Concern over container terminal war

A plan by Transnet to assign the management of a Durban container terminal to a Philippines company has hits a snag.
 
On October 9, the Durban High Court interdicted the parastatal from negotiating, finalising or executing any agreements with  International Container Terminal Services Incorporated to manage Durban Container Terminal Pier 2.
 
The interdict was sought by APM Terminals, a company owned by Danish shipping firm AP Moller-Maersk.
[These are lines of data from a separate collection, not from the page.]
PR #700, opened 2016-05-25
AE standard deployment support

### LINKED ISSUE #665: Our App Engine deployment run config should allow the selection of App Engine standard modules as deployment sources
IntelliJ Ultimate has built in App Engine support, which handles build and staging of modules with the App Engine facet.  Our deployment UI should allow selecting an IJ App Engine module as a deployment source.

etanshaul:
fixes #665 

Base set of functionality for supporting deployment of projects to App Engine standard. Currently works only in IJ UE when the legacy app engine facet has been applied to the project.

Deployment window / sources for an App Engine standard project:

image

Still working on cleanup/refactoring.


google-cloud-tools-plugin/resources/messages/CloudToolsBundle.properties
```diff
@@ -21,17 +21,18 @@ plugin.compatibility.error.message=You are running potentially incompatible vers
 plugin.compatibility.error.name.and.version={0} ({1})
 plugin.compatibility.error.update.link=Please {0}click here{1} to ensure that you have updated all of your plugins.
 
-appengine.flex.tools.menu.item.label=Deploy to App Engine flexible environment...
+appengine.name=App Engine (BETA)
+appengine.tools.menu.item.label=Deploy to App Engine...
```
patflynn: doesn't ultimate already have this menu item from their provided AE integration?

etanshaul: Here's the menu items showing both:

image

Theirs opens the old plugin.

google-cloud-tools-plugin/src/com/google/cloud/tools/intellij/appengine/cloud/AppEngineDeployAction.java
```diff
@@ -121,45 +156,35 @@ private File stage() {
...
+          AppEngineFlexDeploymentArtifactType.typeForPath(deploymentArtifactPath))
           : CloudSdkUtil.getFileFromFilePath(deploymentConfiguration.getDockerFilePath());
 
       copyFile(stagingDirectory, "app.yaml", appYamlPath);
       copyFile(stagingDirectory, "Dockerfile", dockerFilePath);
     } catch (IOException ex) {
       logger.warn(ex);
       callback.errorOccurred(GctBundle.message("appengine.deployment.error.during.staging"));
-      return null;
     }
```
chanseokoh: If an error occurred, previously we were not executing `deploy()` after this.

etanshaul: Oops. That got lost when I broke apart staging. Thanks.

patflynn:
when I tried this out I got:
Deploying 'appengine-wiz:war exploded'...
Created temporary staging directory: /tmp/gae-mvm0.tmp
Error: Could not find or load main class com.google.appengine.tools.admin.AppCfg

etanshaul:
Is that app you tested available publicly on github so I can test that out? I do not get that error with the app I am testing so I'm wondering if it has to do with the flags I am setting during stage.

patflynn:
I'm using the IntelliJ new project wizard and picking an App Engine project.

etanshaul:
I'll have to look deeper into your configuration. When I deploy a project from the wizard to AE standard  completes successfully: 

image

patflynn:
Let's look at my config tomorrow morning when I'm back in the office.

chanseokoh:
How about doing `gcloud components install/update app-engine-java`?

etanshaul:
note: redesign in progress. general functionality will remain the same (std deploy currently works properly except for a certain edge cases discussed offline).

etanshaul:
@patflynn, @chanseokoh ptal.

I went ahead and reorganized the logic surrounding the various App Engine operations. 

The primary goal is to improve readability / testability / error handling by removing the inheritance and improving separation between the various operations.

The new design uses `Runner` classes with are java `Runnables` to control the various actions. They take in "operation" classes which execute the individual steps. For example:

`AppEngineFlexibleDeployRunner` has:
- `AppEngineFlexibleStage`
- `AppEngineDeploy`

and similarly

`AppEngineStandardDeployRunner`  has:
- `AppEngineStandardStage`
- `AppEngineDeploy`

The individual operation classes each throw specific exceptions related to the operation they perform, and are caught and handled by the runner classes.

TODO: more test coverage, and re-implement the deployment cancel operation.

patflynn:
Thanks for doing this.  The PR itself is pretty big. What do you think about booking some time with Chanseok and I to talk us through it?  A high bandwidth discussion up front about the high level design will probably save a lot of back and forth.

etanshaul:
Totally agree. The fact that this also has the new standard deploy functionality makes independent review even tougher (although looking just at my last commit can help).

chanseokoh:
Sounds good.

etanshaul:
@patflynn, @chanseokoh 

I pushed a couple more commits since our review. I addressed the error handling things we discussed (see details on the commit message), and I re-implemented the ability to abort running deploys.

Because this PR is already pretty big, my hope it to get this merged in and to then open smaller issues to continue enhancing this as needed. Therefore I only implemented the couple things I thought were essential prior to merging (unless you find anything I forgot).

google-cloud-tools-plugin/src/com/google/cloud/tools/intellij/appengine/cloud/AppEngineDeploy.java
```diff
@@ -42,141 +39,91 @@
...
-
-  /**
-   * Perform a deployment from the given staging directory.
-   */
-  private void deploy(@NotNull File stagingDirectory) {
-    final StringBuilder rawDeployOutput = new StringBuilder();
-    CloudSdk sdk;
-
-    ProcessOutputLineListener stdErrListener = new ProcessOutputLineListener() {
+    ProcessOutputLineListener outputListener = new ProcessOutputLineListener() {
```
patflynn: I wouldn't really understand what the difference between outputListener and deployOutputListener is if I didn't know a bit about the library already.

google-cloud-tools-plugin/src/com/google/cloud/tools/intellij/appengine/cloud/AppEngineDeploy.java
```diff
@@ -42,141 +39,91 @@
...
+        loggingHandler,
+        startListener,
+        outputListener,
+        deployOutputListener,
+        deployExitListener);
     CloudSdkAppEngineDeployment deployment = new CloudSdkAppEngineDeployment(sdk);
     deployment.deploy(configuration);
   }
 
+  AppEngineHelper getHelper() {
```
patflynn: why are these all package protected?

google-cloud-tools-plugin/src/com/google/cloud/tools/intellij/appengine/cloud/AppEngineDeploy.java
```diff
@@ -198,37 +145,29 @@ public void exit(int exitCode) {
 
           if (deployOutput == null
               || deployOutput.getService() == null || deployOutput.getVersion() == null) {
-            consoleLogLn(
-                GctBundle.message("appengine.deployment.version.extract.failure") + "\n");
+            loggingHandler.print(
```
patflynn: I've got a terrible memory, but didn't we say messages to logs should not be localized, only messages in the UI elements?

chanseokoh: Part of the reason was to reuse a long error message in several places (a compromise we took), but I guess this is no longer the case here. In this case `appengine.action.error.update.message` is particularly unnecessary. So, I think we can log a plain string here.

google-cloud-tools-plugin/src/com/google/cloud/tools/intellij/appengine/cloud/AppEngineDeploy.java
etanshaul: Sure - I'll come up with better naming.

google-cloud-tools-plugin/src/com/google/cloud/tools/intellij/appengine/cloud/AppEngineDeploy.java
etanshaul: Because they are only needed by the Runner classes. I didn't find it necessary to further expose them.

google-cloud-tools-plugin/src/com/google/cloud/tools/intellij/appengine/cloud/AppEngineDeploy.java
etanshaul: @patflynn yes we did say that. However `loggingHandler` is what is used to print messages to IJ UI console output window. Perhaps renaming the variable would make that less confusing.

patflynn: I guess I'm thinking that perhaps the console output should also remain unlocalized, since the rest of the console output won't be.

etanshaul: oh right. My thinking is that the console window sort of blurs the line between UI and logging output. It _can_ be the output raw logs pipped to it. But its also the main / only form of certain information messages that the user get within the IDE when performing certain actions. But you are right that the rest of the console output (coming from the common lib) will not be localized.

patflynn: I agree it's blurry.

google-cloud-tools-plugin/src/com/google/cloud/tools/intellij/appengine/cloud/AppEngineDeploymentConfigurator.java
```diff
@@ -115,6 +155,24 @@ public AppEngineDeploymentConfiguration createDefaultConfiguration(
...
+            new File(server.getConfiguration().getCloudSdkHomePath()),
+            getEnvironment())
+    );
+  }
+
+  /**
+   * Lazily initialize the environment because this class is instantiated on IDE boot time
+   * and the project may not have yet been fully constructed.
+   */
+  public Environment getEnvironment() {
```
patflynn: Is standard flex going to be a project level setting? Isn't it determine at the point where the user selects the deployment source?

google-cloud-tools-plugin/src/com/google/cloud/tools/intellij/appengine/cloud/AppEngineFlexibleDeployRunner.java
```diff
@@ -0,0 +1,95 @@
...
+  @Override
+  public void run() {
+    File stagingDirectory;
+
+    try {
+      stagingDirectory = deploy.getHelper().createStagingDirectory(deploy.getLoggingHandler());
+    } catch (IOException ioe) {
+      deploy.getCallback().errorOccurred(
+          GctBundle.message("appengine.deployment.error.creating.staging.directory"));
+      logger.error(ioe);
```
patflynn: isn't an IOException the kind of exception that we don't want to report?

google-cloud-tools-plugin/src/com/google/cloud/tools/intellij/appengine/cloud/AppEngineFlexibleStage.java
```diff
@@ -0,0 +1,93 @@
...
+   * App Engine flexible environment.
+   */
+  public void stage(@NotNull File stagingDirectory) {
+    try {
+      File stagedArtifactPath =
+          copyFile(
+              stagingDirectory,
+              "target" + AppEngineFlexDeploymentArtifactType.typeForPath(deploymentArtifactPath),
+              deploymentArtifactPath);
+      stagedArtifactPath.setReadable(true /* readable */, false /* ownerOnly */);
```
patflynn: we should have a comment somewhere explaining why we're doing this. i.e. the Docker bug that makes flex break if you don't.

google-cloud-tools-plugin/src/com/google/cloud/tools/intellij/appengine/cloud/AppEngineHelper.java
```diff
@@ -16,71 +16,103 @@
...
+
+  /**
    * The path to the gcloud command on the local file system.
    */
   File getGcloudCommandPath();
 
   /**
+   * The App Engine environment.
+   */
+  Environment getEnvironment();
```
patflynn: as mentioned earlier I'm wondering whether this is the right scope for 'Environment'.

google-cloud-tools-plugin/src/com/google/cloud/tools/intellij/appengine/cloud/AppEngineHelper.java
```diff
@@ -16,71 +16,103 @@
...
+   * @throws IOException if the staging fails
    */
-  AppEngineStopAction createStopAction(
+  File createStagingDirectory(LoggingHandler loggingHandler) throws IOException;
+
+  /**
+   * Creates an {@link CloudSdk} object that is used in execution of various App Engine actions.
+   *
+   * @param loggingHandler logging messages will be output to this
+   * @param startListener the "callback" listener used for fetching the running process.
```
patflynn: remove the '.' from the end of the line.

google-cloud-tools-plugin/src/com/google/cloud/tools/intellij/appengine/cloud/AppEngineHelper.java
```diff
@@ -16,71 +16,103 @@
...
-   * @param undeploymentTaskCallback a callback for handling completions of the operation
-   * @return the action that will perform the stop operation
+   * @return the file representing the staging directory
+   * @throws IOException if the staging fails
    */
-  AppEngineStopAction createStopAction(
+  File createStagingDirectory(LoggingHandler loggingHandler) throws IOException;
+
+  /**
+   * Creates an {@link CloudSdk} object that is used in execution of various App Engine actions.
```
patflynn: Creates a ..

google-cloud-tools-plugin/src/com/google/cloud/tools/intellij/appengine/cloud/AppEngineStopRunner.java
```diff
@@ -0,0 +1,71 @@
...
+  }
+
+  @Override
+  public void cancel() {
+    if (process != null) {
+      process.destroy();
+    }
+  }
+
+  private void setProcess(Process process) {
```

APM Terminals  was unsuccessful in the bidding process for the contract, and went to court to challenge the decision.
 
ICTSI had pledged an investment of more than R11-billion through upgrading the terminal to increase its capacity.
 
APM contended that the contract granted to ICTSI was tainted by irregularities, particularly because of a concession that enabled the winner to misrepresent its financial stability.
 
Transnet’s choice to allow ICTSI to utilise market capitalisation as an indicator of solvency, instead of depending on balance sheet equity, resulted in a distorted perception of its financial strength, it APM argues in court papers.
 
This advantage, says APM, was not extended to other bidders, raising questions about the rationale for this preferential treatment.
 
The legal case has entered its significant second phase, with APM petitioning the court to invalidate the contract.
 
Transnet spokesperson Ayanda Shezi told Sunday World that the selection of ICTSI for the 25-year joint venture with Transnet Port Terminals to develop and upgrade the terminal followed “a lawful, fair, and transparent procurement process” last year.
 
 Shezi said Transnet had not bypassed the approval process with the Competition Commission, Treasury and the National Port Authority.
 
“As the court has issued an interdict, all work on the implementation of the transaction has stopped. The Competition Commission approved the transaction prior to the court interdict being issued. The delays … are regrettable,” she said.
 
Sunday World understands that the continuation of the legal battle may lead to a drawn-out process, which would adversely affect Transnet’s turnaround initiatives.
 
An insider within the shipping industry said: “The tender was designed to prioritise the most advantageous purchase price for the port, allowing the chosen bidder to determine their own terminal handling charges. This arrangement is anticipated to increase the costs of exports and imports, as the winning bidder will likely seek to recover the purchase price through handling charges.”
 
Another source revealed that the debacle would place
exporters and importers in a precarious position.
 
“Ultimately, this could render South African ports less competitive and lead to significant losses for businesses operating in South Africa.